打开一看,一件宦官服饰映入眼前,陈胜一阵气噎,包袱内夹带着一张布条上面用清秀的汉字写道:“穿上衣服、不如归兮!”
“不如归西?”这不是咒我死吗!尽管布条上写的意思不是十分清楚,陈胜还是老老实实的换上了宦官服饰,忐忑不安的走上长桥,刚下长桥就被一队秦兵拦住,秦兵队长喝道:“站住!口令!”
“口令?”陈胜心中一凛,秦兵队长一脸狐疑的望着一身宦官服饰的陈胜,陈胜硬着头皮揣测道:“不如归西?”秦兵队长淡淡道:“走吧!”说完领着小队秦兵转身离去,“没想到被自己蒙对了!”陈胜暗自庆幸,“这口令一点技术含量都没有,没事叫什么不如归西!诚心咒自己死嘛!”陈胜心里抱怨道,加快脚步向阿房宫偏殿走去,一路上小心翼翼也没有时间打量阿房宫内景布置,陈胜现在穿的是宦官服饰的衣服,再也不怕巡哨的秦兵,好好的打量一翻周围的景色。一轮明月照在清澈的渭水河里,河上倒影波光粼粼煞是好看,九根两人多宽的龙柱竖立在阿房宫正殿广场上给人一种威严霸气的感觉,陈胜可不敢走上阿房宫正殿广场,他的目的地是偏殿,越过广场向距离正殿一墙之隔的偏殿走去,宽而曲折的走廊,静静的一个人都没有,突起的屋檐像鸟嘴向上撅起,陈胜使劲全力推开两丈多高一丈多宽的大铁门,厚重的推门声回荡在偏殿大厅。

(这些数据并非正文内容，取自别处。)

PR #425, opened 2017-08-02
[EOSF-691] show highlighted taxonomies

jamescdavis:
## Ticket

https://openscience.atlassian.net/browse/EOSF-691

## Purpose

Show highlighted instead of top level taxonomies on index page.

## Changes

* use latest ember-osf to be able to access highlighted taxonomies from preprint provider
* query highlighted taxonomies instead of taxonomies with no parent

## Testing notes

* make sure highlighted child subjects appear and non-highlighted top-level subjects don't
* make sure all top level subjects appear when a provider has no highlighted taxonomies

### DIFF
--- a/app/routes/index.js
+++ b/app/routes/index.js
@@ -19,10 +19,7 @@ export default Ember.Route.extend(Analytics, ResetScrollMixin, {
         return Ember.RSVP.hash({
             taxonomies: this.get('theme.provider')
                 .then(provider => provider
-                    .query('taxonomies', {
-                        filter: {
-                            parents: 'null'
-                        },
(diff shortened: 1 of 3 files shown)


hmoco:
@jamescdavis, although this has been merged, I just thought of something: will all providers have highlightedTaxonomies for sure? if that query returns 0 results, should it default to making the original query?

jamescdavis:
The way the back end works is that if a provider does not have any taxonomies explicitly highlighted, it will return the top level taxonomies as the highlighted taxonomies. We will always get the correct thing from the highlighted endpoint.

PR #434, opened 2017-08-14
[EOSF-773] Provider carousel link to domain with redirect enabled

baylee-d:
## Ticket

https://openscience.atlassian.net/browse/EOSF-773

## Purpose

When a provider has a domain and has domain_redirect_enabled set to true, it should link to it's domain instead of use an osf.io url.

## Changes

Added a conditional to check the domain and redirect settings for providers in the carousel.

## Testing

To test this, be sure to have a provider with both a domain and domain_redirect_enabled set to true.  The final result should look like this on preprints:
screen shot 2017-08-14 at 10 58 23 am
screen shot 2017-08-14 at 10 55 13 am

### DIFF
--- a/app/helpers/branded-preprint-url.js
+++ b/app/helpers/branded-preprint-url.js
@@ -1,0 +1,25 @@
+import Ember from 'ember';
+import pathJoin from '../utils/path-join';
+
+/**
+ * @module ember-preprints
+ * @submodule helpers
+ */
+
+/**
+ * To determine the link url for branded preprints on the provider carousel
+ *
+ * @class route-prefix
+ */
+
+export function brandedPreprintUrl(provider, lightLogo) {
+    let url = '';
+    if (provider[0].get('domain') && provider[0].get('domainRedirectEnabled')) {
+        url = lightLogo.type ? provider[0].get('domain') : pathJoin(provider[0].get('domain'), 'discover');
+    } else {
+        url = lightLogo.type ? '/preprints/' + provider[0].get('id') : '/preprints/' + provider[0].get('id') + '/discover';
+    }
+    return url;
+}
+
+export default Ember.Helper.helper(brandedPreprintUrl);
--- a/app/helpers/branded-preprint-url.js
+++ b/app/helpers/branded-preprint-url.js
@@ -6,12 +6,17 @@ import pathJoin from '../utils/path-join';
  * @submodule helpers
  */
 
-/**
- * To determine the link url for branded preprints on the provider carousel
- *
- * @class route-prefix
- */
-
+ /**
+  * To determine the link url for branded preprints on the provider carousel
+  * Returns a string of the url with the necessary path
+  *
+  * @class brandedPreprintUrl
+  * @param {Object[]} params all positional parameters.
+  * @param {Object} params[0] The provider the url is being generated for.
+  * @param {Object} hash all named parameters.
+  * @param {String} hash.path The path to append.
+  * @return {String} The url.
+  */
 export function brandedPreprintUrl(params, hash) {
     let url = '';
     let [provider] = params;
--- a/app/helpers/branded-preprint-url.js
+++ b/app/helpers/branded-preprint-url.js
@@ -12,12 +12,16 @@ import pathJoin from '../utils/path-join';
  * @class route-prefix
  */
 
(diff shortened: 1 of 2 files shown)


app/templates/components/provider-carousel.hbs
```diff
@@ -5,19 +5,27 @@
             <div class={{if (not index) "item active" "item"}}>
                 {{#each slide as |provider index|}}
                     <div class={{if (not index) (concat "col-sm-2 " columnOffset) "col-sm-2"}}>
-                        {{#if lightLogo}}
-                            <a href="/preprints/{{provider.id}}"
+                        {{#if (and provider.domain provider.domainRedirectEnabled)}}
```
jamescdavis: I'm not sure this logic should be in the template. Should probably create a computed property for this.

app/templates/components/provider-carousel.hbs
```diff
@@ -5,19 +5,27 @@
...
+                            <a href="{{provider.domain}}{{if lightLogo '' '/discover'}}"
```
jamescdavis: use computed property and pathJoin()

app/templates/components/provider-carousel.hbs
```diff
@@ -5,19 +5,27 @@
...
                                 title={{provider.name}}
                                 onclick={{action 'click' 'link' (concat 'Discover - Provider Carousel ' provider.name)}}
-                            >
-                                <div class="discover-provider-logo provider-{{provider.id}}-dark" style="background-image: url('{{providerAsset provider.id 'wide_black.png'}}')"></div>
+                                >
+                                {{#if lightLogo}}
+                                    <div class="provider-logo provider-{{provider.id}}" style="background-image: url('{{providerAsset provider.id 'wide_white.png'}}')"></div>
+                                {{else}}
+                                    <div class="discover-provider-logo provider-{{provider.id}}-dark" style="background-image: url('{{providerAsset provider.id 'wide_black.png'}}')"></div>
+                                {{/if}}
```
jamescdavis: Too much code duplication here.

app/helpers/branded-preprint-url.js
```diff
@@ -0,0 +1,25 @@
...
+ * @submodule helpers
+ */
+
+/**
+ * To determine the link url for branded preprints on the provider carousel
+ *
+ * @class route-prefix
+ */
+
+export function brandedPreprintUrl(provider, lightLogo) {
```
jamescdavis: The canonical way to use parameters in a helper is:
```
export function myHelper(params, hash) {
    let [param1, param2] = params;
    let myNamedParam = hash.foo;
}
```
So `params` is a list of positional parameters and `hash` is an object containing the named parameters.

app/helpers/branded-preprint-url.js
```diff
@@ -0,0 +1,25 @@
...
+    let url = '';
+    if (provider[0].get('domain') && provider[0].get('domainRedirectEnabled')) {
+        url = lightLogo.type ? provider[0].get('domain') : pathJoin(provider[0].get('domain'), 'discover');
+    } else {
+        url = lightLogo.type ? '/preprints/' + provider[0].get('id') : '/preprints/' + provider[0].get('id') + '/discover';
+    }
```
jamescdavis: I think the logic would be cleaner is you first build the base url and then append `/discover` if necessary.

app/templates/components/provider-carousel.hbs
```diff
@@ -5,21 +5,16 @@
...
-                                title={{provider.name}}
-                                onclick={{action 'click' 'link' (concat 'Index - Provider Carousel - ' provider.name)}}
-                                >
-                                <div class="provider-logo provider-{{provider.id}}" style="background-image: url('{{providerAsset provider.id 'wide_white.png'}}')"></div>
-                            </a>
-                        {{else}}
-                            <a href="/preprints/{{provider.id}}/discover"
-                                title={{provider.name}}
-                                onclick={{action 'click' 'link' (concat 'Discover - Provider Carousel ' provider.name)}}
+                        <a href="{{brandedPreprintUrl provider type=lightLogo}}"
```
jamescdavis: Instead of `type` we should use a better name for this parameter. What might even be better is to just pass in the path to append and leave the logic of deciding what to append in the template.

偏殿大厅只有四根五人才抱的紧的石柱,悬梁之上挂着许许多多红色丝帘,红色丝帘被午夜的轻风吹得飘飘荡荡,格外的神秘、诡异,陈胜右手不停的拨开着阻挡自己视线的红色丝帘,大声说道:“我到了!你还在吗?方可?”一阵又一阵的回音彻响大殿“你还在吗?方可?”陈胜等了半天都没人回应,心中一阵失望“看来她已经走了!”陈胜转身离去,被身后突然出现的黑影吓了一跳,连连后退了几步,定睛一看方可正一脸得意的站在背后,长发披肩,很想吓人的女鬼。

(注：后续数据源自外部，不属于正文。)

PR #435, opened 2017-08-14
Hotfix/0.111.15 [EOSF-655]

jamescdavis:
## Ticket

https://openscience.atlassian.net/browse/EOSF-655 

## Purpose

Hide "Theses" from page title and nav bar for Thesis Commons

## Changes

* add property to theme service for determining if the preprint word should be included in the title
* use this property to determine when to include the preprint word in the:
  * page title
  * nav bar

## Side effects

N/A

### DIFF
--- a/app/services/theme.js
+++ b/app/services/theme.js
@@ -53,6 +53,11 @@ export default Ember.Service.extend({
         return this.get('id') !== 'osf';
     }),
 
+    // If we should include the preprint word in the title
+    preprintWordInTitle: Ember.computed('id', function() {
+        return this.get('id') !== 'thesiscommons';
+    }),
+
     // If we're using a branded provider and not under a branded domain (e.g. /preprints/<provider>)
     isSubRoute: Ember.computed('isProvider', 'isDomain', function() {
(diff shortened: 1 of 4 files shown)


hmoco:
A small test would be good for this

hmoco:
General comment: We reaally don't want to keep on adding exceptions for specific providers. I understand the context of this specific fix, but if this is something we might do again, a generalization of the wanted behavior is "This is the name of the brand", like OSF Preprints, and as such I can see it as an attribute of preprint provider (under something like 'brandName'). The way the titles are constructed right now don't allow for that, due to allowing translation of the type of document being uploaded, but, as a brand, I don't think it is a stretch to say that it's ok if something like EngrXiv Papers is shown as such in other languages, provided other mentions of "paper", when referring to the document a user is looking at or uploading, are translated. 
The short of it is that this type of behavior should be reserved to the preprint provider model, and we don't really want to be doing this in the first place for most things (for example, we don't currently support having extra description in the steps to submit a preprint; if a new provider suddenly wanted that, I would argue that our responsibility is to communicate our limitations better, rather than add pieces of functionality that are going to be used for one provider).

PR #436, opened 2017-08-15
Hotfix/0.111.16 [EOSF-814]

jamescdavis:
## Ticket

https://openscience.atlassian.net/browse/EOSF-814

## Purpose

"Other Preprint Repositories" should always link to the OSF domain, even when on a branded domain.

## Changes

Use OSF.url in the link.

## Side effects

Should do the right thing in all environments.

### DIFF
--- a/app/components/search-facet-provider.js
+++ b/app/components/search-facet-provider.js
@@ -30,6 +30,7 @@ export default Ember.Component.extend(Analytics, {
     otherProviders: [],
     searchUrl: config.OSF.shareSearchUrl,
     whiteListedProviders: config.whiteListedProviders,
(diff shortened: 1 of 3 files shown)


brianjgeiger:
Passing note: This makes sense for preprint providers, but does it for Thesis Commons? I imagine this question will have to be answered with an improvement ticket in a normal release.

jamescdavis:
@brianjgeiger I asked Product about this last night and the answer was "Sort of..." 😄 
The link does change to "Other Thesis Providers" on Thesis Commons, which doesn't really make since right now, but will make more sense when we aggregate more thesis providers.

PR #617, opened 2018-08-15
[IN-363][Preprints] Allow downloading previous versions of preprints and/or suppl. files

fabmiz:
## Purpose

Based on @binoculars PR https://github.com/CenterForOpenScience/ember-osf-preprints/pull/285
Allow versions of preprint or suppl. files to be downloaded from the preprint detail page.
ht @binoculars 

- Updated `supplementary-file-browser` to support downloading file versions
- Updated/fixed and added tests 

## Testing Notes
....coming soon after demo.

## Ticket

>>> [IN-363 ](https://openscience.atlassian.net/browse/IN-363)

## After

http://recordit.co/uDykCHmWSo
**latest: ** http://recordit.co/UZ0S0MYly0

# Reviewer Checklist

- [ ] meets requirements
- [ ] easy to understand
- [ ] DRY

### DIFF
--- a/app/components/supplementary-file-browser.js
+++ b/app/components/supplementary-file-browser.js
@@ -1,5 +1,8 @@
+import Ember from 'ember';
 import Component from '@ember/component';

“你怎么出现在我身后?”陈胜平复了心情问道,方可轻轻一笑道:“没想到你还挺准时的!我还以为你来不了呢!”陈胜感激的看了方可一眼道:“那还得多谢你的地图标明的这么详细!”
“我故意几个地方写的不明白,没想到还是被你发现了!”方可假装气恼小嘴微翘煞是可爱,陈胜看的一阵痴迷,似乎今天方可特意将自己打扮了一下,虽然穿的还是宫女服饰,但是那道胎印被方可小心的处理了一下,猛一看还真的瞧不出来。
“谢谢你“特意”准备的这身服饰!”陈胜将“特意”两个字的语气加重,看着陈胜郁闷的样子方可噗嗤一笑,道:“没办法,我只能早到这件太监衣服,总不能给我的衣服给你穿吧!不过说实话这件衣服穿你身上挺合适的!”

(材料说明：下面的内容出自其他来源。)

PR #629, opened 2018-10-05
[EMB-519] Allow claiming of unregistered users.

adlius:
## Purpose

This PR allows users to claim unregistered users on Preprints app.
The `ember-osf` side PR is [here](https://github.com/CenterForOpenScience/ember-osf/pull/419).

Added a new component `claim-user` and related 

## Testing Notes

Note: Logged in users cannot claim unregistered users.

## Ticket

https://openscience.atlassian.net/browse/EMB-519

# Reviewer Checklist

- [ ] meets requirements
- [ ] easy to understand
- [ ] DRY


app/components/claim-user.js
```diff
@@ -0,0 +1,90 @@
...
+import { validator, buildValidations }
+    from 'ember-cp-validations';
+
+const Validations = buildValidations({
+    email: {
+        validators: [
+            validator('presence', true),
+            validator('format', {
+                type: 'email',
+                regex: /^[-a-z0-9~!$%^&*_=+}{'?]+(\.[-a-z0-9~!$%^&*_=+}{'?]+)*@([a-z0-9_][-a-z0-9_]*(\.[-a-z0-9_]+)*\.(aero|arpa|biz|com|coop|edu|gov|info|int|mil|museum|name|net|org|pro|travel|mobi|[a-z][a-z])|([0-9]{1,3}\.[0-9]{1,3}\.[0-9]{1,3}\.[0-9]{1,3}))(:[0-9]{1,5})?$/i,
```
alexschiller: iirc this comes from somewhere else. Should this be referenced from a shared file?

app/components/claim-user.js
```diff
@@ -0,0 +1,90 @@
...
+    },
+});
+
+/**
+ * @module ember-preprints
+ * @submodule components
+ */
+
+/**
+ * Confirm share preprint modal
```
alexschiller: er this was all copy pasta  I didn't rewrite, can you make it accurate for this new component

app/styles/preprint-detail-page.scss
```diff
@@ -0,0 +1,18 @@
...
+    margin-left: 7px;
+    height: 34px;
+}
+
+.popover-content {
+    background: white;
+    overflow: auto;
+
+    .form-group {
+        margin-bottom: 0px;
```
alexschiller: px shouldn't be needed for 0

adlius: I have to force the `form-group`'s bottom margin to be 0px because the default it inherited from somewhere else is not, and the default breaks the widget layout.

app/templates/components/claim-user.hbs
```diff
@@ -0,0 +1,12 @@
+<span {{action 'togglePopup'}}>{{author.unregisteredContributor}}
+    {{#bs-tooltip}}{{t 'components.claim-user.tooltip_message'}}{{/bs-tooltip}}
+    {{#bs-popover placement='bottom' title=(t 'components.claim-user.title') visible=showPopup}}
+        {{#click-outside action=(action 'hidePopup') }}
+            <div style="display: flex">
```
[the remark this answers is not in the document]
adlius: Normally it could either be an inline style or a css class. Be since we don't use css files that's local to only the component in `ember-osf-preprints` (we do use local css files for `ember-osf`), it means I have to put it either in `app.scss` or other similar files in the `app/styles` directory, which is something I want to avoid as much as possible.

app/locales/en/translations.js
```diff
@@ -466,7 +471,7 @@ export default {
         },
         'unregistered-contributor-form': {
             full_name: 'Full Name',
-            email: 'Email',
+            email: 'Enter email',
```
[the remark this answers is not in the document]
adlius: It does.

app/components/claim-user.js
```diff
@@ -0,0 +1,90 @@
...
+    isValid: alias('validations.isValid'),
+    actions: {
+        hidePopup() {
+            this.set('showPopup', false);
+        },
+        togglePopup() {
+            this.toggleProperty('showPopup');
+        },
+    },
+    claimUser: task(function* () {
```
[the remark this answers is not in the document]
adlius: I thought about doing this on the `users` model, but I don't think it is quite right. Here what I think:
If we are to put it in the `users` model, that means we have to override the `createRecord()` method, as well as the `urlForCreateRecord()` method of the adapter. That is too much footprint for something that is going to be used once here. 
Also, upon claiming the user, the API returns 204 with empty content, instead of details of an `OSFUser` (because technically the OSFUser is not created until the email is confirmed). That means ember doesn't really get a `user` instance in return when we do `user.save()`, which COULD cause some more problems we need to fix by adding more logic to the `user` serializer as this is probably not JSONAPI-compliant anyway. To go down that rabbit hole does not worth the hassle in my opinion.

app/components/claim-user.js
adlius: um... If possible I don't want to reference a regex string but the entire validation object from a shared file. I'll see what I can do.

app/styles/preprint-detail-page.scss
alexschiller: ah gotcha

app/components/claim-user.js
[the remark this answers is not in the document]
alexschiller: Was bugging jams about this, slightly better on the model, I suggest asking him for clarification on best way to do that, doesn't need to be adapter changes, etc.
```
But, either way, I agree the code for this should go in the user model. This abstracts it away from the component so you could go with the POST to /claim now and make it simpler later.
```

app/components/claim-user.js
alexschiller: Don't spend long on this, not worth a lot of effort

adlius:
Updated to latest ember-osf. Conflicts resolved.

PR #642, opened 2018-12-02
Fix/NPD - Advancing Discipline Section [PLAT-1248]

pattisdr:
## Purpose
Bugfix for NPD: When editing a preprint, hitting "Save and Continue" on disciplines doesn't advance you through the form if there have been no changes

“合适?”陈胜咬牙切齿的说出来,方可别过头去不看暴怒的陈胜,嘴角微翘得意之色表露无疑,道:“我现在就带你逃出阿房宫!你跟上我!”说完穿过陈胜身边想偏殿里面走去,红色丝帘挡住了陈胜的视线让陈胜只看到方可模糊的背影,再这样犹豫下去人都不知道跑哪里去了,陈胜加快脚步追了上去。
走到偏殿里面一堵墙处,陈胜看着这堵雕刻着龙凤呈祥图案,龙凤雕刻的栩栩如生,宛如将要破墙而出一般,只见方可走上前去,轻轻的在每个祥云图案上击打三下,然后拿出一把匕首划破一个小手指,溢出来的血轻轻的涂在墙壁上的凤眼里,陈胜恍惚间看见凤凰像活了过来般,凤眼处闪现一道红光,“咔嚓”一声响动,这堵天衣无缝密不通风的墙慢慢的被拉开,墙壁后面呈现出一道暗门,方可直径走进黑漆漆的通道,一股阴冷的气息从通道里渗了出来,陈胜不禁大个寒颤,硬着头皮跟了进去!
走进黑漆漆的通道,陈胜都不知道方可距离自己有多远,真可谓伸手不见五指,忽然眼前一亮,黑漆漆的通道顿时如白昼般明亮,陈胜好奇的看了一眼身边不远处的方可,不知道她按了哪个机关,通道两壁上的油灯刷刷刷的全都亮了起来。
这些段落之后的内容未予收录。